Relations Toxiques : Faut-il aller jusqu’à la Mort ?

Relations toxiques: faut-il aller jusqu'à la mort?Désir de mort, désir de meurtre ? Le spectre de la mort rôde souvent, quand on aborde le sujet des relations toxiques, de la violence psychologique, du harcèlement et des violences conjugales. Y penses-tu parfois ? On en parle peu. Pourtant, c’est un sujet récurrent quand on écoute le discours des victimes de violence. D’un côté, des menaces de mort et de l’autre, des menaces au suicide. On comptabilise officiellement les homicides. Qu’en est-il de toutes les tentatives de suicide, souvent abrégées sous une forme qui banalise la gravité de l’acte: TS ? Et de ces tentatives qui ont, malheureusement, réussi ? Des enfants orphelins, abandonnés aux soins du conjoint maltraitant ? Cette omniprésence de la mort n’est-elle pas un signe de la gravité de ces relations abusives ? Certes, nous mourrons toutes un jour. Mais autant que ce soit dans longtemps, et sans avoir tué personne ! Le sujet peut sembler dramatique, peut-être un peu déprimant… mais autant appeler les choses par leur nom et en parler ouvertement. Quand nous commençons à penser que la solution à nos problèmes est la disparition de quelqu’un, ou la nôtre, il est temps de nous poser les bonnes questions.

 

Les relations toxiques et la mort : effrayant, mais fréquent

Comment peut-on arriver à la conclusion que la mort est une issue plus réaliste que la séparation ? C’est quand même fascinant, comme question. Je suis consternée par le nombre de témoignages que je reçois, dans lesquels les victimes me parlent de tentative de suicide. Évidemment, celles qui ont réussi ne sont pas là pour en parler. Y penser me glace d’horreur. D’ailleurs, ce n’est pas uniquement sa propre mort que l’on envisage. Sans aller jusqu’à verser de l’arsenic dans la tasse de café de son conjoint, ni couper les freins sur sa voiture, qui de nous n’a pas un jour rêvé de la mort subite de la personne qui nous violente, façon baguette magique, pour nous libérer de nos souffrances ?

 

La mort plutôt que la séparation

Avec un peu de perspective, nous nous rendons compte du grotesque de la situation. Dans un pays où nous sommes libres de vivre à peu près comme nous le souhaitons, comment pouvons-nous en arriver à souhaiter la mort de quelqu’un ? J’y ai moi-même pensé. Et par la suite, j’y ai réfléchi. Il y a vraiment un côté totalement immature dans ce souhait.

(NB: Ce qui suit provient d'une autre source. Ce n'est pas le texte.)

PR #1231, opened 2020-04-30
[8.x] Automatic configuration of client uuids

taylorotwell:
This PR adds a new `--uuids` flag that can be used when calling `passport:install`. This flag will automatically configure Passport for using UUIDs for client IDs instead of auto-incrementing IDs. This should not be a breaking change.

### DIFF
--- a/config/passport.php
+++ b/config/passport.php
@@ -17,4 +17,17 @@ return [
 
     'public_key' => env('PASSPORT_PUBLIC_KEY'),
 
+    /*
+    |--------------------------------------------------------------------------
+    | Client UUIDs
+    |--------------------------------------------------------------------------
+    |
+    | By default, Passport uses auto-incrementing primary keys when assigning
+    | IDs to clients. However, if Passport is installed using the provided
+    | --uuids switch, this will be set to "true" and UUIDs will be used.
+    |
+    */
+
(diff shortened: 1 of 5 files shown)


billriess:
This would be a nice addition, my only concern is how we handle the UUID in the database. It would be most efficient to store the UUID as binary but I think that can get a little messy depending on database type.

If that adds too much complexity, then I would suggest using `Str::orderedUuid()` instead of `Str::uuid()`.

taylorotwell:
I thought about using `orderedUuid` but worried people would potentially have the same fears about those as auto-incrementing IDs.

billriess:
I think the main reason for making the `id` not incremental is that it's easily guessable. Even if the UUID is ordered, it is still mostly random - I could see how some people would want them to be strictly random and not ordered.

taylorotwell:
I don't think anyone really considers UUIDs to be a cryptographically secure random string. So, I don't think that this should be thought of as a "security" enhancement. The only real "benefit" I see is obscuring the amount of clients in the system.

billriess:
Yeah, it's more about obscurity.

Tom Scott has a good video somewhat covering this concept, https://www.youtube.com/watch?v=gocwRvLhDf8

Issue #1125, opened 2019-11-22
Client credentials middleware should allow any sort of valid/existing client


JuanDMeGon:
- Passport Version: 8.0.1
- Laravel Version: 6.5.2
- PHP Version: 7.3.11
- Database Driver & Version: Any driver and version

### Description:
Currently, it is not possible to get access to any action protected by the ClientCredentials middleware (CheckClientCredentials) if using a password or a personal client. BUT it should be possible, as those clients still being valid clients.

Now, even when it was discussed and seems to be a lot of confusion about this. The only job for the CheckClientCredentials middleware is to validate if the client is a valid client; does not matter the type of client it is.

Based on the theory and official standards of OAuth2: "The Client Credentials grant is used when applications request an access token to access their own resources, not on behalf of a user." ([REF1](https://oauth.net/2/grant-types/client-credentials/), [REF2](https://www.oauth.com/oauth2-servers/access-tokens/client-credentials/)). So, basically you use the CheckClientCredentials to protect the route and validate if the request comes from a valid client (independently of the type of client). In fact, a token obtained using the client credentials grant does not have a user associated with it, so any user-related action is going to fail.

It was introduced in #1040 with the call to `$token->client->firstParty()` ([source](https://github.com/laravel/passport/pull/1040/files#diff-0c3d06260bd30e05008f5b46e3acf3e6R87)).

**In conclusion**: If ANY client obtains an access token using the client credentials grant it SHOULD be authorized when making a request to an endpoint protected with the CheckClientCredentials middleware and currently it is not working that way.

### Steps To Reproduce:
- Create a route protected with the CheckClientCredentials middleware
- Obtain a valid access token with a password or personal client (any of those)  & using the grant_type: client_credentials
- Send a request using that access token to the route created at the first step and it will fail with "unauthorized" response. BUT, again, it should be allowed as it is a valid client AND successfully obtained an access token.

Thanks in advance. I hope it helps to resolve the current issues with this.

alvirbismonte:
Just to add up to this issue, it should be either a Personal Access Client or Password Grant Client to replicate the Unauthorized response and not simply a Client Credentials Grant.

JuanDMeGon:
> Just to add up to this issue, it should be either a Personal Access Client or Password Grant Client to replicate the Unauthorized response and not simply a Client Credentials Grant.

Thanks. I fixed that now to get it more clear.

driesvints:
[...]

PR #1234, opened 2020-05-04
Patch 1

TiDJ:
Last december a change was made to allow any valid client :

Based on the theory and official standards of OAuth2: "The Client Credentials grant is used when applications request an access token to access their own resources, not on behalf of a user." (REF1, REF2).

Shouldn't this change be persistant ?

(taylorotwell merged commit on 5 Dec 2019)

Ref
https://github.com/laravel/passport/issues/1125
https://github.com/laravel/passport/pull/1132


driesvints:
This has been fixed already on master. Passport 9 will be released tomorrow.

PR #1255, opened 2020-05-08
[9.x] Allow to change Models database connection

antonkomarev:
This PR introduces configuration for model connection. It is working the same way as [Laravel Telescope Connection Config](https://github.com/laravel/telescope/blob/3.x/config/telescope.php#L47-L52).

This required when your database with OAuth server is working not on default connection.

Not a breaking change because models use `$connection` property as a fallback value.

### DIFF
--- a/config/passport.php
+++ b/config/passport.php
@@ -46,4 +46,21 @@ return [
         'secret' => env('PASSPORT_PERSONAL_ACCESS_CLIENT_SECRET'),
     ],
 
+    /*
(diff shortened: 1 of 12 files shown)


driesvints:
@antonkomarev can you rebase? We did a change to the passport config.

antonkomarev:
Surе, will do it tomorrow

antonkomarev:
Surе, will do it tomorrow

antonkomarev:
@driesvints done

PR #1261, opened 2020-05-08
Match name of personal access token methods to config

aaronhuisinga:
The config values included in passport.php don't match those shown in the upgrade guide for personal access tokens in v9.1. This matches the values with those in the config file.


driesvints:
Thanks!

Issue #1270, opened 2020-05-13
passport:hash command double hashes secrets


corbosman:
- Passport Version: 9.2.0
- Laravel Version: 7.11.0
- PHP Version: 7.4.5
- Database Driver & Version: postgres 12.2

### Description:

Passport 9.0 introduced hashed client passwords. To help in migration an artisan command passport:hash was added.  Unfortunately this command does not work as expected.  Because 'Passport::$hashesClientSecrets' has to be on before you run it, both the command code, and Laravel's Client model secret setter hash the secret, resulting in a double hash. 

In the command class HashCommand.php:

```
$client->forceFill([
    'secret' => password_hash($client->secret, PASSWORD_BCRYPT),
])->save();
```

Then in the Client model:
```
    public function setSecretAttribute($value)
    {
        $this->plainSecret = $value;

        if (is_null($value) || ! Passport::$hashesClientSecrets) {
            $this->attributes['secret'] = $value;

            return;
        }

        $this->attributes['secret'] = password_hash($value, PASSWORD_BCRYPT);
    }
```

Probably the most logical fix would be for the command to not hash it and let the model hash it.

### Steps To Reproduce:

- start with unhashed client secrets
- run ```artisan passport:hash```
- secrets wont work because they're double hashed.

driesvints:
Heya, thank you for reporting! I just pushed a commit and new release that fixes this.

PR #1271, opened 2020-05-14
fix double hashing of secrets

corbosman:
The artisan command passport:hash does not need to hash the secret before updating the model, as the Client model itself already hashes the secret through a setter, resulting in a double hash and possibly loss of all secrets. This patch removes the hashing from the command.  More info in issue https://github.com/laravel/passport/issues/1270


driesvints:
Heya, I just pushed a commit and new release that fixes this. Thanks!

Issue #1624, opened 2023-01-27
Error creating a user's personal access token


lucaspanik:
- Passport Version: v11.3.0
- Laravel Version: v9.10.1
- PHP Version: 8.0.21
- Database Driver & Version:  mysqlnd 7.4.9

### Description:

Good morning, good afternoon, good evening dear.

#### [TL;DR]

Disparity between the sent id and the column used to search the DB for the client.

In my oauth_clients table I have the ID column auto incremented by the database and another column called client_id which is a UUID generated by config `config('passport.client_uuids')`.

PersonalAccessTokenFactory@createRequest uses the `->id` column forcibly instead of using the `->getKey()` method  (line 101)
https://github.com/laravel/passport/blob/b7bc60c9df4b7ba42bc193e36f392880865250ee/src/PersonalAccessTokenFactory.php#L87-L106

ClientRepository@find uses the `->getKeyName()` method to get the primary column defined in the client model.
https://github.com/laravel/passport/blob/b7bc60c9df4b7ba42bc193e36f392880865250ee/src/ClientRepository.php#L37-L48

---

Today I had an issue with manual token generation for a user.

https://laravel.com/docs/9.x/passport#managing-personal-access-tokens
```php
$user->createToken('Token Name')->accessToken
```

In my oauth_clients table I have the ID column auto incremented by the database and another column called client_id which is a UUID generated by config `config('passport.client_uuids')`.

My problem is in the PersonalAccessTokenFactory#101 file where it obtains the client model (\Laravel\Passport\Client) and defines that it will use the value of the id column `->id` instead of obtaining the value of the primary column with the method `->getKey()`
https://github.com/laravel/passport/blob/11.x/src/PersonalAccessTokenFactory.php#L101

Then there is client validation in PersonalAccessGrant.php
https://github.com/laravel/passport/blob/11.x/src/Bridge/PersonalAccessGrant.php#L21

Which in turn uses the `find()` method of the ClientRepository.php class; in this method, `->getKeyName()` from the client model is used instead of forcing the ID column as mentioned above, causing a disparity between the id sent and the column used to search for the client in the DB.
https://github.com/laravel/passport/blob/11.x/src/ClientRepository.php#L47

I believe that changing the way to get the primary_key value of the client model from `$client->id` to `$client->getKey()` in PersonalAccessTokenFactory@createRequest the problem will be fixed.

tested on passport version 10 also on:
https://github.com/laravel/passport/issues/1623

driesvints:
[...]

PR #1626, opened 2023-01-30
[11.x] Get model PK instead of forcibly id column

lucaspanik:
PR of the change presented here:
https://github.com/laravel/passport/issues/1624

This PR has the purpose of modifying the way that the oauth Client model is obtaining its primary key.

For most people it won't have any impact, for some people who use another column as the primary key (instead of ID) it will be fixed in this flow.

### DIFF
--- a/resources/views/authorize.blade.php
+++ b/resources/views/authorize.blade.php
@@ -68,7 +68,7 @@
                                 @csrf
 
                                 <input type="hidden" name="state" value="{{ $request->state }}">
-                                <input type="hidden" name="client_id" value="{{ $client->id }}">
+                                <input type="hidden" name="client_id" value="{{ $client->getKey() }}">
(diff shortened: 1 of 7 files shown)


taylorotwell:
Looks like tests are failing.

lucaspanik:
@taylorotwell 

I was wondering whether the change from `$client->id` to `$client->getKey()` should also be applied to the `authorize.blade.php` file, could you help me with that?
https://github.com/laravel/passport/blob/b7bc60c9df4b7ba42bc193e36f392880865250ee/resources/views/authorize.blade.php#L65-L86

driesvints:
@lucaspanik yes feel free to do so 👍

lucaspanik:
> @lucaspanik yes feel free to do so 👍

Thank you, I believe the PR is now ok for review. 👍

driesvints (approved):

PR #1628, opened 2023-02-07
[11.x] Add support for `EncryptCookies` middleware

axlon:
This PR adds a new option to Passport to not decrypt the JWT cookie when authenticating.

Currently when dealing with the JWT cookie Passport's behaviour is this:
- When creating the JWT cookie, Passport expects the `EncryptCookies` middleware to be active, and relies on it for encryption
- When reading the JWT cookie, Passport expects the `EncryptCookies` middleware to be inactive, it decrypts the cookie on its own

Because of this, implementing a middleware similar to Sanctum's [EnsureFrontendRequestsAreStateful](https://github.com/laravel/sanctum/blob/3.x/src/Http/Middleware/EnsureFrontendRequestsAreStateful.php) is currently not possible, as it will cause the JWT token to be decrypted twice.

Note that this PR does not contain any breaking changes, Passport's current behaviour stays the default behaviour. This PR only adds the option to opt-out of this behaviour.

### DIFF
--- a/src/Guards/TokenGuard.php
+++ b/src/Guards/TokenGuard.php
@@ -295,8 +295,12 @@ class TokenGuard implements Guard
      */
     protected function decodeJwtTokenCookie($request)
     {
+        $jwt = $request->cookie(Passport::cookie());
+
         return (array) JWT::decode(
-            CookieValuePrefix::remove($this->encrypter->decrypt($request->cookie(Passport::cookie()), Passport::$unserializesCookies)),
+            Passport::$decryptsCookies
+                ? CookieValuePrefix::remove($this->encrypter->decrypt($jwt, Passport::$unserializesCookies))
+                : $jwt,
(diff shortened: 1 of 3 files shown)


taylorotwell:
@axlon I'm curious - how does Passport expect the EncryptCookies middleware to be inactive when reading the JWT cookie. How does it actually enforce that in the code?

axlon:
@taylorotwell it reads the cookie when trying to authenticate through the token guard, when it does this it decrypts the cookie similarly to how `EncryptCookies` does (this implicitly relies on `EncryptCookies` not being active, because if it was the cookie would have already been decrypted and trying to decrypt it again would cause an error):

https://github.com/laravel/passport/blob/31ed56954f044ffd6dcef237d5087955376693ff/src/Guards/TokenGuard.php#L296-L302

PR #1607, opened 2022-12-13
New authorization view response for custom views

JonErickson:
The following PR allows customization of the view used for authorization. While you can publish Passport's views and edit them to your needs, unfortunately, this limits you to only the blade. This PR follows Fortify's precedence and allows you to pass a callback or string to a new Passport::authorizationView() function. The following example is how one would return and render an Inertia component for use with authorization.

Example:
```
AppServiceProvider.php

public function register() {

    // Return and render our custom Inertia component for authorization
    Passport::authorizationView(function ($parameters) {
        return Inertia::render('Passport/Authorize', [
            'client' => $parameters['client']->id,
            'name' => $parameters['client']->name,
            'scopes' => $parameters['scopes'],
            'state' => $parameters['request']->state,
            'authToken' => $parameters['authToken'],
            'csrfToken' => csrf_token(),
        ])->toResponse($parameters['request']);
    });
}
```

PR #1629, opened 2023-02-08
[11.x] Custom authorization view response

JonErickson:
This is an updated PR to [#1607](https://github.com/laravel/passport/pull/1607)

The following PR allows customization of the view used for authorization. While you can publish Passport's views and edit them to your needs, unfortunately, this limits you to only the blade. This PR follows Fortify's precedence and allows you to pass a callback or string to a new Passport::authorizationView() function. The following example is how one would return and render an Inertia component for use with authorization.

``` php
Passport::authorizationView(function ($client, $user, $scopes, $request, $authToken) {
    return Inertia::render('passport/Authorize', [
        'client' => $client->id,
        'name' => $client->name,
        'scopes' => $scopes,
        'state' => $request->state,
        'authToken' => $authToken,
        'csrfToken' => csrf_token()
    ]);
});
```


src/Http/Controllers/AuthorizationController.php
```diff
@@ -45,12 +45,12 @@ class AuthorizationController
...
      *
      * @param  \League\OAuth2\Server\AuthorizationServer  $server
-     * @param  \Illuminate\Contracts\Routing\ResponseFactory  $response
+     * @param  \Laravel\Passport\Contracts\AuthorizationViewResponse  $response
      * @param  \Illuminate\Contracts\Auth\StatefulGuard  $guard
      * @return void
      */
     public function __construct(AuthorizationServer $server,
-                                ResponseFactory $response,
+                                AuthorizationViewResponse $response,
```
driesvints, line 53: You're tightening the contract here which is a breaking change.

JonErickson: Would you like me to change to the master branch?

taylorotwell: @driesvints do we allow or document people to modify this controller?

driesvints: I guess not 👍

driesvints (approved):

src/Contracts/AuthorizationViewResponse.php
```diff
@@ -0,0 +1,14 @@
+<?php
+
+namespace Laravel\Passport\Contracts;
+
+use Illuminate\Contracts\Support\Responsable;
+
+interface AuthorizationViewResponse extends Responsable
+{
+    /**
+     * @param $parameters
```
axlon, line 10:
```suggestion
     * @param array $parameters
```

src/Http/Controllers/AuthorizationController.php
```diff
@@ -65,7 +65,7 @@ public function __construct(AuthorizationServer $server,
      * @param  \Illuminate\Http\Request  $request
      * @param  \Laravel\Passport\ClientRepository  $clients
      * @param  \Laravel\Passport\TokenRepository  $tokens
-     * @return \Illuminate\Http\Response
+     * @return \Laravel\Passport\Contracts\AuthorizationViewResponse|mixed|void
```
axlon, line 68: According to the interface the `withParameters` method returns `mixed`

```suggestion
     * @return mixed
```

src/Http/Responses/AuthorizationViewResponse.php
```diff
@@ -0,0 +1,68 @@
...
+    public function __construct($view)
+    {
+        $this->view = $view;
+    }
+
+    /**
+     * Add parameters to response.
+     *
+     * @param $parameters
+     * @return $this|mixed
```
axlon, line 39:
```suggestion
     * @return $this
```

src/Http/Controllers/AuthorizationController.php
JonErickson: Should return an instance of AuthorizationViewResponse. Will removed mixed/void.

axlon: Not necessarily though, right? Because according to the interface the return type of `AuthorizationViewResponse` can be anything.

E.g. this would be valid:

```php
public function withParameters(...)
{
    return view('my-authorization-view');
}
```

JonErickson: That would technically work as the controller would be able to return a response from the view however it would fail the return type definition of AuthorizationViewResponse. Following Fortify's precedence, the return type should be an implementation of the contract.

```
/**
 * Show the login view.
 *
 * @return \Laravel\Fortify\Contracts\LoginViewResponse
 */
public function create(Request $request): LoginViewResponse
{
  return app(LoginViewResponse::class);
}
```

[     * @return \Laravel\Fortify\Contracts\LoginViewResponse](https://github.com/laravel/fortify/blob/9ba71f3e448ae44370bdfe72f19952e23b4d6191/src/Http/Controllers/AuthenticatedSessionController.php#L44)

axlon: If that's the case then `withParameters()` should return `$this` in the interface rather than `mixed`, but IMHO the way you have it set up now makes more sense as it allows people to return whatever they want (and Laravel supports)

src/Passport.php
```diff
@@ -715,4 +717,17 @@ public static function withoutCookieEncryption()
...
+
+    /**
+     * Specify which view should be used as the authorization view.
+     *
+     * @param  callable|string  $view
+     * @return void
+     */
+    public static function authorizationView($view)
+    {
+        app()->singleton(AuthorizationViewResponseContract::class, function ($app) use ($view) {
```
axlon, line 729: Passport doesn't require laravel/framework, so the `app()` helper might not be present

```suggestion
        \Illuminate\Container\Container::getInstance()->singleton(AuthorizationViewResponseContract::class, function ($app) use ($view) {
```

src/Http/Controllers/AuthorizationController.php
driesvints: `mixed` can never be combined with something else. I'd follow the contract.

src/Passport.php
driesvints: Every first party package is only compatible with the framework so this is fine.

JonErickson:
Updated doc blocks. Should be ready for merge pending any more requested changes.

driesvints:
@JonErickson seems this one has conflicts. Can you rebase?

JonErickson:
Can you reopen the PR? I need to redo the rebase and I reset the HEAD causing the PR to close.

JonErickson:
@driesvints done.

driesvints:
Thanks @JonErickson

PR #1630, opened 2023-02-10
[11.x] Update PurgeCommand.php

Safemood:
avoid repeating the word "items"


driesvints:
I feel like the current sentence reads a bit better as it's two separate things the user is informed about.

PR #1642, opened 2023-02-28
Make `$userId` nullable in `ClientRepository->createPersonalAccessClient`

bram-pkg:
Since `createPersonalAccessClient` and `createPasswordGrantClient` are both called with `null` as the `$userId` and the migrations support this, it would be good to have the docblock in-line with the actual usage of the code.

I'm trying to set up a personal access client in my tests to issue API tokens, and this docblock is incorrect.

### DIFF
--- a/src/ClientRepository.php
+++ b/src/ClientRepository.php
@@ -158,7 +158,7 @@ class ClientRepository
     /**
      * Store a new personal access token client.
      *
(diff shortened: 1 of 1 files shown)


driesvints:
Thanks!

driesvints:
Thanks!

PR #1636, opened 2023-02-17
laravel10 The Eloquent model's deprecated $dates property has been removed.

TonyWong9527:
- Passport Version: 11.7.0
- Laravel Version: 10.0.3

### Description:
laravel 10 update:
image

passport token model problem:
image

PR #1644, opened 2023-03-15
[11.x] Removed deprecated `dates` property from `AuthCode` model

siarheipashkevich:

### DIFF
--- a/src/AuthCode.php
+++ b/src/AuthCode.php
@@ -34,15 +34,7 @@ class AuthCode extends Model
      */
     protected $casts = [
         'revoked' => 'bool',
-    ];
-
-    /**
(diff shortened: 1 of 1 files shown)


taylorotwell:
Not sure we would do this on a patch release? /cc @driesvints

siarheipashkevich:
https://github.com/laravel/passport/pull/1636

On the Laravel 10 it will break application if I use expires_at and expect that this field is carbon instance

siarheipashkevich:
@driesvints could you check this PR please?

driesvints:
I think this is fine tbh. I really doubt people are overwriting this directly.

driesvints (approved):

PR #1645, opened 2023-03-15
[11.x] Removed deprecated `dates` property from `RefreshToken` model

siarheipashkevich:


taylorotwell:
Not sure we would do this on a patch release? /cc @driesvints

driesvints:
I think this is fine tbh. I really doubt people are overwriting this directly.

driesvints (approved):

PR #1651, opened 2023-04-05
O auth guest sessions

JamieSTV:
Give passport the ability to authenticate the client without having an associated user.


driesvints:
This PR seems to contain quite a few conflicts. Please re-attempt with a clean commit history.

PR #1656, opened 2023-04-25
[11.x] Fix the multiple authorization providers in Laravel Passport

michaelnabil230:
This PR adds support for multiple authorization providers in Laravel Passport. Currently, when a user logs in with the `admin` provider, the token is created with the `admin` provider as well, even if the user has access to other providers.

With this PR, users can now log in with any provider they have access to, and the token will be created with the corresponding provider. For example, if a user login with the `admin` provider but has access to the `user` provider as well, the token will be created with the `user` provider.

This is achieved by adding a new `provider` field to the `createToken` method in the `TokenFactory` class, which allows specifying the provider for the token. Additionally, the `AuthCode` and `RefreshToken` models now have a `provider` field to store the provider associated with the token.

Overall, this PR improves the flexibility and usability of Laravel Passport for applications with multiple authorization providers.

It complements the idea of (https://github.com/laravel/passport/pull/1655)

***I think we need to display an error exception if the auth provider is not available in the config file.***

### DIFF
--- a/src/ClientRepository.php
+++ b/src/ClientRepository.php
@@ -98,19 +98,20 @@ class ClientRepository
      */
     public function activeForUser($userId)
     {
-        return $this->forUser($userId)->reject(function ($client) {
-            return $client->revoked;
-        })->values();
+        return $this->forUser($userId)
+            ->reject(fn ($client) => $client->revoked)
+            ->values();
     }
 
     /**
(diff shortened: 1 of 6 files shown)


taylorotwell:
I honestly can't handle anymore Passport customization PRs right now. I need a break from it. Feel free to fork Passport to meet your needs.

PR #1667, opened 2023-05-25
supoort php 8.1

djoudi:


yankewei:
The `^8.1` is not required, The `^8.0` is okay when you install it on the PHP 8.1 version.

PR #1065, opened 2024-06-25
Add support for using featureKey with entitlements

GAlexIHU:
## Overview

- adds support for using feature key when interacting with entitlements
- stores UsagePeriod

Fixes #(issue)


internal/entitlement/connector.go
```diff
@@ -57,50 +57,74 @@ func NewEntitlementConnector(
 	}
 }
 
-func (c *entitlementConnector) CreateEntitlement(ctx context.Context, input CreateEntitlementInputs) (Entitlement, error) {
-	feature, err := c.featureConnector.GetFeature(ctx, models.NamespacedID{Namespace: input.Namespace, ID: input.FeatureID})
-	if err != nil {
-		return Entitlement{}, &productcatalog.FeatureNotFoundError{ID: input.FeatureID}
+func (c *entitlementConnector) CreateEntitlement(ctx context.Context, input CreateEntitlementInputs) (*Entitlement, error) {
+	// ID has precedence over key
+	idOrKey := input.FeatureID
```
turip, line 62: I think the inputs should already get a single FeatureIDorKey field, and this should be handled in the httpdriver layer.

This would also align the PR with the GetEntitlementValue's signature

internal/entitlement/postgresadapter/ent/schema/entitlement.go
```diff
@@ -30,6 +30,7 @@ func (Entitlement) Fields() []ent.Field {
 		field.String("feature_id").Immutable().SchemaType(map[string]string{
 			dialect.Postgres: "char(26)",
 		}),
+		field.String("feature_key").Immutable(),
```
turip, line 33: I don't think it's worth storing it here. I would rather prefer that the connector resolves the ID and we persits that data.

I wouldn't want to allow for a situation where a feature gets archived, then a new feature is created with the same key. Let's make sure that inside the DB we are not representing this convenience feature.

internal/entitlement/postgresadapter/entitlement.go
```diff
@@ -159,6 +188,10 @@ func mapEntitlementEntity(e *db.Entitlement) *entitlement.Entitlement {
 	}
 
 	if e.UsagePeriodAnchor != nil && e.UsagePeriodInterval != nil {
+		ent.GenericProperties.UsagePeriod = &entitlement.UsagePeriod{
+			Anchor:   *convert.SafeToUTC(e.UsagePeriodAnchor),
```
turip, line 192:
```suggestion
			Anchor:   e.UsagePeriodAnchor.In(time.UTC)
```

nit: given that you already done the nil check, I wouldn't involve all the dereferring magic here.

internal/entitlement/postgresadapter/entitlement.go
```diff
@@ -159,6 +188,10 @@ func mapEntitlementEntity(e *db.Entitlement) *entitlement.Entitlement {
...
+			Interval: entitlement.UsagePeriodInterval(*e.UsagePeriodInterval),
+		}
 		ent.UsagePeriod = &entitlement.UsagePeriod{
```
turip, line 195: Why do we store it twice?

internal/entitlement/repository.go
```diff
@@ -21,3 +23,17 @@ type EntitlementRepo interface {
 	entutils.TxCreator
 	entutils.TxUser[EntitlementRepo]
 }
+
+type CreateEntitlementRepoInputs struct {
+	Namespace       string          `json:"namespace"`
+	FeatureID       string          `json:"featureId"`
+	FeatureKey      string          `json:"featureKey"`
```
turip, line 30: As above, I don't think this is a good idea, let's have stable references in the DB.

internal/productcatalog/feature_connector.go
```diff
@@ -118,13 +117,13 @@ func (c *featureConnector) ListFeatures(ctx context.Context, params ListFeatures
...
-	feature, err := c.featureRepo.GetByID(ctx, featureID)
+func (c *featureConnector) GetFeature(ctx context.Context, namespace string, idOrKey string) (*Feature, error) {
+	feature, err := c.featureRepo.GetByIdOrKey(ctx, namespace, idOrKey, true)
 	if err != nil {
-		return Feature{}, err
+		return nil, err
 	}
-	if feature.Namespace != featureID.Namespace {
-		return Feature{}, &FeatureNotFoundError{ID: featureID.ID}
+	if feature.Namespace != namespace {
```
turip, line 125: This is not needed as the GetByIdOrKey's idempotent property should be that the namespace is already filtered for. The previous implementation didn't have this check, so that's why it has been stuck here.

internal/productcatalog/feature_connector.go
```diff
@@ -118,13 +117,13 @@ func (c *featureConnector) ListFeatures(ctx context.Context, params ListFeatures
 	return c.featureRepo.ListFeatures(ctx, params)
 }
 
-func (c *featureConnector) GetFeature(ctx context.Context, featureID models.NamespacedID) (Feature, error) {
-	feature, err := c.featureRepo.GetByID(ctx, featureID)
+func (c *featureConnector) GetFeature(ctx context.Context, namespace string, idOrKey string) (*Feature, error) {
+	feature, err := c.featureRepo.GetByIdOrKey(ctx, namespace, idOrKey, true)
```
turip, line 121: Please add an options struct at least for the includeArchived as true/false const arguments are extremely hard to understand what they are representing. (or you can add a type IncludeArchive bool so that the next one reading this code won't have to look up the function signature) ;)

turip (changes requested):

internal/entitlement/postgresadapter/ent/schema/entitlement.go
GAlexIHU: So actually the problem has deeper roots than implementation details:

- If we want to allow entitlements to be accessible by featureKey, then it's necessary to limit that a user can only be entitled to a given featureKey once. Otherwise we cannot return a simple value.
- If we limit that then after archiving a feature the user can only be entitled again if the previous is deleted.

The issue is that this is not yet enforced (which i'll add) but after that these archivation scenarios are resolved. (this has some implications on the checks we do at create-time but nothing too complex)

internal/productcatalog/feature_connector.go
GAlexIHU: I agree 4 arguments is starting to get on the longer side, but signature wise a bool is no different than a string and we don't do custom types for that.

internal/entitlement/repository.go
GAlexIHU: see other thread

internal/entitlement/postgresadapter/entitlement.go
GAlexIHU: mishap, thx

GAlexIHU:
implemented in another PR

Un côté qui nous ramène aux maléfiques contes de notre enfance. Je dis « maléfiques », parce que d’un côté, ils nous ont mis le concept du prince charmant dans la tête, et de l’autre, ils nous ont fait croire que la mort (infligée par nos soins ou pas) était le moyen de se débarrasser des « vilains » en les tuant.

 

Un jour, au moment où il quittait la maison et à la suite d’une violente dispute entre nous, mon (maintenant ex-) mari m’a lancé : « Il y a des moments où je pense que tu veux ma mort. » Et puis il est parti, au travail ou en déplacement professionnel, je ne me rappelle plus. Ce dont je me souviens, par contre, c’est que quand il a dit cela, je pensais quelque chose. Quelque chose de pas très glorieux à avouer. Quelque chose qui disait à peu près : « Vas-y, prends ta bagnole de m… et va t’encastrer dans un camion ! Bon débarras. »
Alors, sa remarque, ça m’a scotchée. Parce que d’une manière, c’était vrai.
Ce n’est pas tant que je « voulais sa mort ». Et je souhaitais encore moins, pour mes enfants, la tristesse de perdre leur père. Mais ce que je voulais, c’est d’être débarrassée de toutes les disputes, des abus, de la violence. De la peur, aussi.
Mais à ce moment précis, sa réflexion m’a quand même remis les idées en place. J’ai compris que mon esprit déraillait. Qu’il devait exister des solutions moins radicales et que je devais faire quelque chose pour m’en sortir, moi. Pour changer ma vie. C’était un retour sur un cap cohérent, dans la direction de ce qui était bon pour moi et de ce que je pouvais contrôler (c’est à dire moi, pas les autres).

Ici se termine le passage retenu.